Sam James Laity (born 3 July 1976) is an English football manager who is currently a senior assistant coach at Angel City FC in the American National Women's Soccer League (NWSL). He was previously an assistant coach for fellow American teams Houston Dash and Seattle Reign FC, where he also served as interim coach for a period in 2021.

== Early life ==
Laity attended university in Plymouth, England, where he began coaching girls' school programs for the Devon County Football Association. After completing his studies, Laity moved to the United States to continue his work in the sport. He worked as a coach for Seattle-area youth clubs Dos FC, Westsound FC, and Pacific Premier, was director of the Pacific Northwest Soccer Club in Tukwila, Washington, and worked as a regional staff instructor and coaching education and licensing coordinator for the National Soccer Coaches Association of America.

== Managerial career ==
===Seattle Reign (assistant and interim), 2013–2022===
Laity was an assistant coach for Seattle Reign FC, later renamed to Reign FC and OL Reign, from its inaugural season in 2013 until 2022. During his tenure, he was an assistant to Laura Harvey, Vlatko Andonovski, and Farid Benstiti, and served as interim coach for six matches after Benstiti's resignation during the 2021 season. He was also a coach in the Reign's academy system from its incorporation in 2016 to 2019.
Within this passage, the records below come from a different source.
PR #157, opened 2020-10-15
LPAL-20 - As a mobile device user I would like the appropriate keyboard to appear for numeric only fields

Raffers:
## Purpose
When using the use an LPA service on a mobile phone or a tablet, each time a user tries to enter a numeric field then the default input should be numbers rather than the qwerty keyboard. 

Fixes LPAL-20

## Approach

Updates the appropriate fields with the required attributes. Creates a custom FromText helper to allow `inputmode` attribute to be specified on elements.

===Houston Dash, 2022–2023===
On 21 December 2022, NWSL club Houston Dash hired Laity as head coach. On 6 September 2023, the Dash fired Laity.

=== Angel City FC, 2025– ===
On January 22, 2025, NWSL club Angel City FC announced along with their preseason roster, that they are hired Laity as interim head coach during their search for a new head coach after the departure of Becki Tweed. Laity is expected to remain in the role until June 1, 2025, when incoming head coach Alexander Straus begins their tenure, while Laity will remain on the coaching staff as a senior assistant coach once Straus arrives.

== Managerial statistics ==

Managerial record by team and tenure
| Team | From | To | Record |  |  |  |  | Ref. |
| P | W | D | L | Win % |
| OL Reign (interim) | 2 July 2021 | 8 August 2021 | 6 | 4 | 0 | 2 | 066.7 |  |
| Houston Dash | 26 March 2023 | 6 September 2023 | 24 | 6 | 8 | 10 | 025.0 |  |
| Total |  |  | 30 | 10 | 8 | 12 | 033.3 |  |

== Personal life ==
Laity is a fan of architecture and especially admires the Nelson-Atkins Museum of Art in Kansas City, Missouri, and structures in Boston, Massachusetts.